= Tar (tobacco residue) =

Tobacco smoke residue

Tar is the name for the resinous, combusted particulate matter made by the burning of tobacco and other plant material in the act of smoking. Tar is toxic and damages the smoker's lungs over time through various biochemical and mechanical processes. Tar also damages the mouth by rotting and blackening teeth, damaging gums, and desensitizing taste buds. Tar includes the majority of mutagenic and carcinogenic agents in tobacco smoke. Polycyclic aromatic hydrocarbons (PAH), for example, are known carcinogens. The amount of tar in tobacco smoke is mathematically determined by subtracting the weight of the nicotine and water from the weight of the total particulate matter (TPM).

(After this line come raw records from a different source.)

PR #1593, opened 2019-04-02
Log warnings for docker config cred helper exceptions

### LINKED ISSUE #1529: jib should warn when docker-credential-gcloud is not found for gcr.io
@etanshaul hit a situation where he was unable to push to a repository on `gcr.io`. Although he had configured docker to authenticate using `gcloud auth configure-docker` (such that his `~/.docker/config.json` had credhelpers registered to `gcloud`), his `PATH` was wrong and `docker-credential-gcloud` was not found by Jib.  Jib silently moved on, and his push failed with an `UNAUTHORIZED`.  Jib should instead warn when a configured credential helper in the `config.js` cannot be found.

As an aside, Jib does warn if `docker-credential-gcr` is not found, regardless of whether it was configured as a credential helper.

TadCordle:
Should fix #1529.

### DIFF
--- a/jib-core/src/main/java/com/google/cloud/tools/jib/registry/credentials/DockerConfigCredentialRetriever.java
+++ b/jib-core/src/main/java/com/google/cloud/tools/jib/registry/credentials/DockerConfigCredentialRetriever.java
@@ -121,9 +121,9 @@ public class DockerConfigCredentialRetriever {
             | CredentialHelperNotFoundException ex) {
           // Warns the user that the specified (or inferred) credential helper cannot be used.
           if (eventDispatcher != null && ex.getMessage() != null) {
-            eventDispatcher.dispatch(LogEvent.info(ex.getMessage()));
+            eventDispatcher.dispatch(LogEvent.warn(ex.getMessage()));
             if (ex.getCause() != null && ex.getCause().getMessage() != null) {
-              eventDispatcher.dispatch(LogEvent.info("  Caused by: " + ex.getCause().getMessage()));
+              eventDispatcher.dispatch(LogEvent.warn("  Caused by: " + ex.getCause().getMessage()));
             }
           }
         }
--- a/jib-core/src/main/java/com/google/cloud/tools/jib/registry/credentials/DockerConfigCredentialRetriever.java
+++ b/jib-core/src/main/java/com/google/cloud/tools/jib/registry/credentials/DockerConfigCredentialRetriever.java
@@ -119,7 +119,7 @@ public class DockerConfigCredentialRetriever {
         } catch (IOException
             | CredentialHelperUnhandledServerUrlException
             | CredentialHelperNotFoundException ex) {
-          // Warns the user that the specified (or inferred) credential helper cannot be used.
+          // Warns the user that the specified credential helper cannot be used.
           if (eventDispatcher != null && ex.getMessage() != null) {
             eventDispatcher.dispatch(LogEvent.warn(ex.getMessage()));
             if (ex.getCause() != null && ex.getCause().getMessage() != null) {
--- a/jib-core/src/main/java/com/google/cloud/tools/jib/registry/credentials/DockerConfigCredentialRetriever.java
+++ b/jib-core/src/main/java/com/google/cloud/tools/jib/registry/credentials/DockerConfigCredentialRetriever.java
@@ -18,6 +18,8 @@ package com.google.cloud.tools.jib.registry.credentials;
 
 import com.google.api.client.util.Base64;
 import com.google.cloud.tools.jib.configuration.credentials.Credential;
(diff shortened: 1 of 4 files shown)


jib-core/src/main/java/com/google/cloud/tools/jib/registry/credentials/DockerConfigCredentialRetriever.java
```diff
@@ -112,7 +119,13 @@ public DockerConfigCredentialRetriever(String registry, Path dockerConfigFile) {
         } catch (IOException
             | CredentialHelperUnhandledServerUrlException
             | CredentialHelperNotFoundException ex) {
-          // Ignores credential helper retrieval exceptions.
+          // Warns the user that the specified (or inferred) credential helper cannot be used.
+          if (eventDispatcher != null && ex.getMessage() != null) {
+            eventDispatcher.dispatch(LogEvent.info(ex.getMessage()));
```
chanseokoh: I think this should be `.warn()` as mentioned in #1529. This means misconfiguration in `.docker/config.json`: a credential helper binary is configured, but the binary couldn't be found or the helper did not return credentials unexpectedly.

You said

> It looks like we do log about missing inferred/configured credential helpers at the info level already

Where is this being done? Is this related to what @briandealwis said about

> As an aside, Jib does warn if docker-credential-gcr is not found, regardless of whether it was configured as a credential helper.

? I vaguely remember Jib warns if a usual cred helper is missing regardless of whether it is configured in `config.json`.

TadCordle: `CredentialRetrieverFactory#inferCredentialHelper()` logs `CredentialHelperNotFoundException`/`CredentialHelperUnhandledServerUrlException` at the info level. Explicitly configured credential helpers (`CredentialRetrieverFactory#dockerCredentialHelper()`) seems to rethrow a related `IOException` as a `CredentialHelperNotFoundException()`. I'm not finding anything related that's logged at the `warn` level, maybe @briandealwis knows.

briandealwis: I remember seeing complaints about not finding `docker-credential-gcr` though I can't reproduce.  I wonder if I was using an example using an older version of Jib.

briandealwis: I agree with @chanseokoh: I tried pushing to gcr.io but without `docker-credential-gcloud` in my `PATH`, where `gcloud` is configured within my `.docker/config.json` for `gcr.io`.  With this patch as is, I saw no helpful messages.  Changing the `info` to `warn`, I get the more helpful:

Cigarette companies in the United States, when prompted to give tar/nicotine ratings for cigarettes, usually use "tar", in sneer quotes, to distance it from the tar used to surface roads. Tar is occasionally said to stand for total aerosol residue; this is a backronym coined in the mid-1960s.

Tar, when in the lungs, coats the cilia, causing them to stop working and eventually die. This causes conditions such as lung cancer as the toxic particles in tobacco smoke are no longer trapped by the cilia but enter the alveoli directly. Thus, the alveoli cannot properly conduct gas exchange, causing symptoms including shortness of breath and low blood oxygen.

Cannabis when smoked also creates residue that is very similar to that of tobacco residue.

==Long-term effects==

===Lung cancer===

One of the most well known diseases caused by smoking is lung cancer. A few carcinogens commonly found in tar include benzene, acrylamide and acrylonitrile. Smoking exposes delicate cells inside the lungs directly to these compounds. This causes mutations in the DNA of the cells, which leads to cancer. According to the World Health Organization's report, "Tobacco Smoke and Involuntary Smoking", 80 percent of all cases of lung cancer are attributable to smoking.

===Third-hand smoking and its effects===

Third-hand smoke is residual nicotine and other chemicals left on a variety of indoor surfaces by tobacco smoke. This residue reacts with indoor pollutants to create a toxic mix. Containing cancer-causing substances, this third-hand smoke poses a potential health hazard to nonsmokers who are exposed to it, especially children.

Studies have shown that third-hand smoke clings to many things such as hair, skin, clothes, furniture, drapes, walls, bedding, carpets, dust, vehicles and other surfaces, even long after smoking has stopped. Individuals at risk such as infants, children and nonsmoking adults may suffer tobacco-related health problems when they inhale, ingest or touch substances containing third-hand smoke. Third-hand smoke is a relatively new concept, and researchers are still studying its possible dangers.

Third-hand smoking can be a serious concern, as it affects other people's health. In a house, the tobacco residue of the smoke can build up on surfaces over time. Unfortunately, excess smoke cannot be removed just by airing out rooms and opening windows. Scientists have reported that third-hand smoke may cause up to 60 percent of the harm caused by regular exposure to smoke.

===Second-hand smoking vs third-hand smoking===

Second-hand smoking (SHS) is a combination of sidestream smoke (i.e., smoke emitted from the burning cigarette, pipe, or cigar) and the mainstream smoke exhaled from the lungs of smokers. It contains more than 4,000 chemicals, many of which are known to affect health. These may include ammonia, acrolein, carbon monoxide, hydrogen cyanide, nicotine, nitrogen oxides, arsenic, and sulfur dioxide, many of which contain irritants and toxicants to the eye and respiratory tract.

Third-hand smoking (THS) consists of residual tobacco smoke pollutants that remain on surfaces and in dust after tobacco has been smoked, are re-emitted into the gas phase, or react with oxidants and other compounds in the environment to yield secondary pollutants. Chemicals of tobacco smoking include nicotine, 3-ethenylpyridine (3-EP), phenol, cresols, naphthalene, formaldehyde, and tobacco-specific nitrosamines (including some not found in freshly-emitted tobacco smoke).